[Saved data entries]
*** Block opens ***
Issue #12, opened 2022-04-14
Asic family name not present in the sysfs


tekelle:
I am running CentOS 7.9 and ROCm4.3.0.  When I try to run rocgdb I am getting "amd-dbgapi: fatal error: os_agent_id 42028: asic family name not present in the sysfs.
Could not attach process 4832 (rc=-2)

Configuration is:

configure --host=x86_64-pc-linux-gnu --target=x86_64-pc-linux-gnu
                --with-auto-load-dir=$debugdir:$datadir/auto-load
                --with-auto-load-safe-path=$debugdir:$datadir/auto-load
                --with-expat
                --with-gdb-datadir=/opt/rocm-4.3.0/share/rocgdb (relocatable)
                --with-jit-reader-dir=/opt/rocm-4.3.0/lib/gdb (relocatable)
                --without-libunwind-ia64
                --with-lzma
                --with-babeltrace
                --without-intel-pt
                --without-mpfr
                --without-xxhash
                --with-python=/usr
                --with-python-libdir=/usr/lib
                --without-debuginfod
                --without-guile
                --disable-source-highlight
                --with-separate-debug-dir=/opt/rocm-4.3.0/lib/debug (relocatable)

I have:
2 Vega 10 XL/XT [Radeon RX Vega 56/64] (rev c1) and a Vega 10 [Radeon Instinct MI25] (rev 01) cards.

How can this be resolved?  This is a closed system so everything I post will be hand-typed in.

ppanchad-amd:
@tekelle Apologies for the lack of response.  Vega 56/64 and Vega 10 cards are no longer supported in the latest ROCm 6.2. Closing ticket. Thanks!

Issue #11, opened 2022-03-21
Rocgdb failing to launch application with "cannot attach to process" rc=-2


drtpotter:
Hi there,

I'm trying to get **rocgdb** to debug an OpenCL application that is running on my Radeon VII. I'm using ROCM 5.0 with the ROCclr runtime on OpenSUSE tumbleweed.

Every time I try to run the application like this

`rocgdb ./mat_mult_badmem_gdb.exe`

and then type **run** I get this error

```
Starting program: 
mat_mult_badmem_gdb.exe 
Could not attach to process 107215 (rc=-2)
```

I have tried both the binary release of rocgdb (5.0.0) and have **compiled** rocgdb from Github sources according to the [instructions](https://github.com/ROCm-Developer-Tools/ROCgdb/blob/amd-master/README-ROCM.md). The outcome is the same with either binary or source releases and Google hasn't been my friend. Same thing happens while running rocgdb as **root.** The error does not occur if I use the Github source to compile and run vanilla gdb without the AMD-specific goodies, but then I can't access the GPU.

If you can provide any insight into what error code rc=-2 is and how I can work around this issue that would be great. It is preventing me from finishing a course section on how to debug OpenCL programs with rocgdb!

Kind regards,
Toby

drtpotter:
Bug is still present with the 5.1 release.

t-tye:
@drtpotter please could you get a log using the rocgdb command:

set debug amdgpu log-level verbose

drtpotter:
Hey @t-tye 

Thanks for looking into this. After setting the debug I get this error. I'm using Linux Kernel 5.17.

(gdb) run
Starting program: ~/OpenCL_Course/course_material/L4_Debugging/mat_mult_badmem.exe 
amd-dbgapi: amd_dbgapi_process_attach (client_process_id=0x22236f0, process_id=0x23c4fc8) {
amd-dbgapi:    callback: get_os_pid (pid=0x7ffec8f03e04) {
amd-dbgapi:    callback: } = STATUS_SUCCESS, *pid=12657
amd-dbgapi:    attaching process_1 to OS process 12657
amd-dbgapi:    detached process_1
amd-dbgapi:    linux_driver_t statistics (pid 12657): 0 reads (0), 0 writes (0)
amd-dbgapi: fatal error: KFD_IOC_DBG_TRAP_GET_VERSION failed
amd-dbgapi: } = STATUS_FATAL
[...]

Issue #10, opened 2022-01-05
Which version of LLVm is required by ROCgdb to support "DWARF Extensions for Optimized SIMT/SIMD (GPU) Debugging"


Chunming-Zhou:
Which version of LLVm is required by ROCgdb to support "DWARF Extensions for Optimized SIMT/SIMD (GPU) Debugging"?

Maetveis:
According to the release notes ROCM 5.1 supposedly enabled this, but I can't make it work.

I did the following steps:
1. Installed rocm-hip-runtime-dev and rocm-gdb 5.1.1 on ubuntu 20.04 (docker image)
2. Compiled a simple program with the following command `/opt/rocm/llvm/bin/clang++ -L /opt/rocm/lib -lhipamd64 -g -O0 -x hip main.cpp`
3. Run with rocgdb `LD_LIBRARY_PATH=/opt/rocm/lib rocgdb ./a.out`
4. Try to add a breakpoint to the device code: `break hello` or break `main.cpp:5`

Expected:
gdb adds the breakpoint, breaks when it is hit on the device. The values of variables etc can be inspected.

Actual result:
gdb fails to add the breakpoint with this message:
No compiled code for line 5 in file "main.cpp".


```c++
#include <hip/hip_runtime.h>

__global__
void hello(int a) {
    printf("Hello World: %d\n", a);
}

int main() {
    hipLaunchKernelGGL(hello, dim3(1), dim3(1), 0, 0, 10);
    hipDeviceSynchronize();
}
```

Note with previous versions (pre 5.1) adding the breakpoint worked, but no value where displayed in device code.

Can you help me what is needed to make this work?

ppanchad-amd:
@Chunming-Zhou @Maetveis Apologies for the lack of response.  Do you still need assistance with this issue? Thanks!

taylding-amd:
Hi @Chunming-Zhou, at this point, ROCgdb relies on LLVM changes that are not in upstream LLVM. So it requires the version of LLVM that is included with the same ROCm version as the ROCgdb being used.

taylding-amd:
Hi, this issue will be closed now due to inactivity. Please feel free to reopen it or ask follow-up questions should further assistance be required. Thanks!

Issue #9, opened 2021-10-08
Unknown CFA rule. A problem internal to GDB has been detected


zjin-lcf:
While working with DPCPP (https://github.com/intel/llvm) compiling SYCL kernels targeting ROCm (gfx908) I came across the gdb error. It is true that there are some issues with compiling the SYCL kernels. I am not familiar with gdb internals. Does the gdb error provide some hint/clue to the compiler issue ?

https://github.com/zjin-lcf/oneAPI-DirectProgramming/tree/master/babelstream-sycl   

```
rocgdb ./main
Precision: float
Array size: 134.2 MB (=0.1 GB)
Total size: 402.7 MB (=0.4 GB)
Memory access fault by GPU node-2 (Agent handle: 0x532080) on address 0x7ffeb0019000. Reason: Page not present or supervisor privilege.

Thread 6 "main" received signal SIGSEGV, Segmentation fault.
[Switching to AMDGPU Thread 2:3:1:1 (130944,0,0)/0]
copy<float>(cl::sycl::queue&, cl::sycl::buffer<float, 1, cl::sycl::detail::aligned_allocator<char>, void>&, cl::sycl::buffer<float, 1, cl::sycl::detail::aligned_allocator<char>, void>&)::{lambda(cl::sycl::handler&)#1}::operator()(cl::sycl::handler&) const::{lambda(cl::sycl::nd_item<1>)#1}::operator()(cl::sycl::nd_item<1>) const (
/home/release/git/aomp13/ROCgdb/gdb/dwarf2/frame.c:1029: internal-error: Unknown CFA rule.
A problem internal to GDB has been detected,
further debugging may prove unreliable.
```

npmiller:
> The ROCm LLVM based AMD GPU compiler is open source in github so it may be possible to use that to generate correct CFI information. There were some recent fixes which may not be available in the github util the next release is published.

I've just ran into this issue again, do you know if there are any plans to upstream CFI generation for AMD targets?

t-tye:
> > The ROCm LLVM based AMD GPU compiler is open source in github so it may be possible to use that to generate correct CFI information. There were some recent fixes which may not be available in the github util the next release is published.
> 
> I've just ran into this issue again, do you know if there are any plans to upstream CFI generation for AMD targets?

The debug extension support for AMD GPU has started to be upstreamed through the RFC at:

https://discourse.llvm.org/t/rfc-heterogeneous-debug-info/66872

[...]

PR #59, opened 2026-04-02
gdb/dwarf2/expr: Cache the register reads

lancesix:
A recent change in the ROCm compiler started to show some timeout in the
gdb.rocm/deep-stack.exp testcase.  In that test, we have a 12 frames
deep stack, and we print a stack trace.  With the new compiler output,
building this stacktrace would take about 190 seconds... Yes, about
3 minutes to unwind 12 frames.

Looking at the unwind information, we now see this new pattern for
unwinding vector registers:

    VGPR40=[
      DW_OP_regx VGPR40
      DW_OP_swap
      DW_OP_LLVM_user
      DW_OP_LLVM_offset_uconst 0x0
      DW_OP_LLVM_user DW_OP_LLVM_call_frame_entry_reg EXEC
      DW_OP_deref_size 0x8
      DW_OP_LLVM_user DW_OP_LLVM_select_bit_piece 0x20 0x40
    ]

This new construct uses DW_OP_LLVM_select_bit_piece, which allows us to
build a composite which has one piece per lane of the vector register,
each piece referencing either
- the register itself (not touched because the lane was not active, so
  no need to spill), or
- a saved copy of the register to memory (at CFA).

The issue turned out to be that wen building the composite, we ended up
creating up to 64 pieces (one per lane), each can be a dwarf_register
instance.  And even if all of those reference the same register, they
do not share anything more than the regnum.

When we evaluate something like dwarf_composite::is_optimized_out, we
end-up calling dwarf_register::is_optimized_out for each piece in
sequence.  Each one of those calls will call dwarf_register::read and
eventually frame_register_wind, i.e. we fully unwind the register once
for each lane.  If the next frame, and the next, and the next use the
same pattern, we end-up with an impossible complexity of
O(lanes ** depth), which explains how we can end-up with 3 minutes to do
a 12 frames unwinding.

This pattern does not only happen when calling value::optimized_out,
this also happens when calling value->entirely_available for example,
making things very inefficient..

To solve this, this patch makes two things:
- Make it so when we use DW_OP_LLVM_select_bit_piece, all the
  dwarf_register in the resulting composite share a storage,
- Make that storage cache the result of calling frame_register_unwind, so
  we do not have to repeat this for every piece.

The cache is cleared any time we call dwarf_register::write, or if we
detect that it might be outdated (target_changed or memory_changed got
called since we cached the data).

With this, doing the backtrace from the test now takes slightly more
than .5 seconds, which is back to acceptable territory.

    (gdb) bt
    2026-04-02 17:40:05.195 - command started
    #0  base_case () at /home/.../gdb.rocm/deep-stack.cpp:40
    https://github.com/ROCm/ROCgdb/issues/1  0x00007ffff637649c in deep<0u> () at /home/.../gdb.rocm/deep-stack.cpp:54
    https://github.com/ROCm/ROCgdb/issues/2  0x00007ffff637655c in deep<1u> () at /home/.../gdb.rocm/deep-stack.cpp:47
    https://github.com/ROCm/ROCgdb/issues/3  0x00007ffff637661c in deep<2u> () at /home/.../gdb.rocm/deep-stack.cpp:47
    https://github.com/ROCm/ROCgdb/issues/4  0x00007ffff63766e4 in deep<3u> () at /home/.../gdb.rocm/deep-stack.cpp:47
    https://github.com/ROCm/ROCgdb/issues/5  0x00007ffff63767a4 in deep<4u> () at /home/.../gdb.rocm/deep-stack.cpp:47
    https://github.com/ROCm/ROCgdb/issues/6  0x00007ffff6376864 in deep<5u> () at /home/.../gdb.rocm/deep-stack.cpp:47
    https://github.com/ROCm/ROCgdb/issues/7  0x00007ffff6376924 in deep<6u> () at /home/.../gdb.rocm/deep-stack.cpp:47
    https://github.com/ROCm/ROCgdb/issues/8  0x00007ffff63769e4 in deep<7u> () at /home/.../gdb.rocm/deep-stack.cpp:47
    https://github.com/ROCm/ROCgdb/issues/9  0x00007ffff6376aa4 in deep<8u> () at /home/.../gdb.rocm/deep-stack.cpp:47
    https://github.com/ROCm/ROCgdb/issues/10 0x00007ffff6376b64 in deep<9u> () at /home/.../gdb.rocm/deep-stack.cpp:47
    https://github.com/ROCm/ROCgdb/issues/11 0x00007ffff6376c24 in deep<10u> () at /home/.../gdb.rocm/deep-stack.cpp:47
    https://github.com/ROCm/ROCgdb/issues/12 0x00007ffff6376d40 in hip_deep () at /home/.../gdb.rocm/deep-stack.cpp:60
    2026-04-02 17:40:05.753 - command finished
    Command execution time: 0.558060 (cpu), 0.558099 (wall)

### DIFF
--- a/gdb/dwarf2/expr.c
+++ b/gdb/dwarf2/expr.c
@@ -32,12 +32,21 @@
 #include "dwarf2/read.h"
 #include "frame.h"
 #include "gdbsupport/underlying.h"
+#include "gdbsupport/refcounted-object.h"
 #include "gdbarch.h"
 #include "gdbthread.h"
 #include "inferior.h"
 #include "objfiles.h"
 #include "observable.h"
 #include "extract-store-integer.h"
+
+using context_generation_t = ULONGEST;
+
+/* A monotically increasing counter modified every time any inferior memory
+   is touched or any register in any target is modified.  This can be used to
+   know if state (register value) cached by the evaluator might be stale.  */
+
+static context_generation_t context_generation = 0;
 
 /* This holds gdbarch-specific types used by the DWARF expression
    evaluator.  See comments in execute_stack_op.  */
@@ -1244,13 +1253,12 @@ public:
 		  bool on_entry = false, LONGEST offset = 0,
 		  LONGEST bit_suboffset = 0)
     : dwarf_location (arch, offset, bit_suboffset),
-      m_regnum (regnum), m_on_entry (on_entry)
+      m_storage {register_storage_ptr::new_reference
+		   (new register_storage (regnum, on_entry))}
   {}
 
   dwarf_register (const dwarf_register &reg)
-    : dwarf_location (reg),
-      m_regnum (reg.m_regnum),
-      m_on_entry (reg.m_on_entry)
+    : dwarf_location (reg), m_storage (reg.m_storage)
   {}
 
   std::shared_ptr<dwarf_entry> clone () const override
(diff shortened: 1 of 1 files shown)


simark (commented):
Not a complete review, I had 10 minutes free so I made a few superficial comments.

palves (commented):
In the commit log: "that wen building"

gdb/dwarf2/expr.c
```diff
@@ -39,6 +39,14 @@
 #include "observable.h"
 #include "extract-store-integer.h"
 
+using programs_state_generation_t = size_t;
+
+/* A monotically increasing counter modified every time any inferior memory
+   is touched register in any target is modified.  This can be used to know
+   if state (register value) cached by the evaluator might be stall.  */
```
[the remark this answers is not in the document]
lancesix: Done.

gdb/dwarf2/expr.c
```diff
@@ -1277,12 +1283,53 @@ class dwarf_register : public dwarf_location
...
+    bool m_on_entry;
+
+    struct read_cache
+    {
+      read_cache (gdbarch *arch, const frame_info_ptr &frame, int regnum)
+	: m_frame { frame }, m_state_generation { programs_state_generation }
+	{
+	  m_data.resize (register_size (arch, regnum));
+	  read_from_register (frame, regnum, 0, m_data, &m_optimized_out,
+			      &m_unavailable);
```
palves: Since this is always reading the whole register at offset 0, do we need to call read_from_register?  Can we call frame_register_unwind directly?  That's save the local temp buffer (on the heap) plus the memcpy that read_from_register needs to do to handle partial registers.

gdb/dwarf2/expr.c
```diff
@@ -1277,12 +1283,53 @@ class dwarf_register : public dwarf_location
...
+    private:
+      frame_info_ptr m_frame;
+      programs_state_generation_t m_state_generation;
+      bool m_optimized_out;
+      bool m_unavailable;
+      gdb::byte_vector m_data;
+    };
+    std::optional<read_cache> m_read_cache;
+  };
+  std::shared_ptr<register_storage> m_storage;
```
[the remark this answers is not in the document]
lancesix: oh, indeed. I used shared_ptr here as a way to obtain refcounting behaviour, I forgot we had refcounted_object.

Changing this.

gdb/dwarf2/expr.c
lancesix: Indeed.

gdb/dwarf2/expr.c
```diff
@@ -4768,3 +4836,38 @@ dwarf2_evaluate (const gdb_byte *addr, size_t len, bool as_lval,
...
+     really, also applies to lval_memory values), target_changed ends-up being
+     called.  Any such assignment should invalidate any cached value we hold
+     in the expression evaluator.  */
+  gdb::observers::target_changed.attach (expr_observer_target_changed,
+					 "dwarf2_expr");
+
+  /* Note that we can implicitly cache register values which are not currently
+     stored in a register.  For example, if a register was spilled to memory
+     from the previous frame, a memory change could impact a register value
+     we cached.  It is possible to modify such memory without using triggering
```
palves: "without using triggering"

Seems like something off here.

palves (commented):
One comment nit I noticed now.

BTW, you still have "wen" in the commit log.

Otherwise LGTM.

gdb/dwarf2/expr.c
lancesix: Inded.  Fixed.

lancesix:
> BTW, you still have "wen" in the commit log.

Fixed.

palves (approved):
*** Block closes ***
# EXERCISE BRIEF:
Exact duplication is required for the lines above, from the line that contains "set debug amdgpu log-level verbose" to the line that contains "callback: get_os_pid (pid=0x7ffec8f03e04)", inclusive; omit all others.

# RESPONSE TO THE TASK:
set debug amdgpu log-level verbose

drtpotter:
Hey @t-tye 

Thanks for looking into this. After setting the debug I get this error. I'm using Linux Kernel 5.17.

(gdb) run
Starting program: ~/OpenCL_Course/course_material/L4_Debugging/mat_mult_badmem.exe 
amd-dbgapi: amd_dbgapi_process_attach (client_process_id=0x22236f0, process_id=0x23c4fc8) {
amd-dbgapi:    callback: get_os_pid (pid=0x7ffec8f03e04) {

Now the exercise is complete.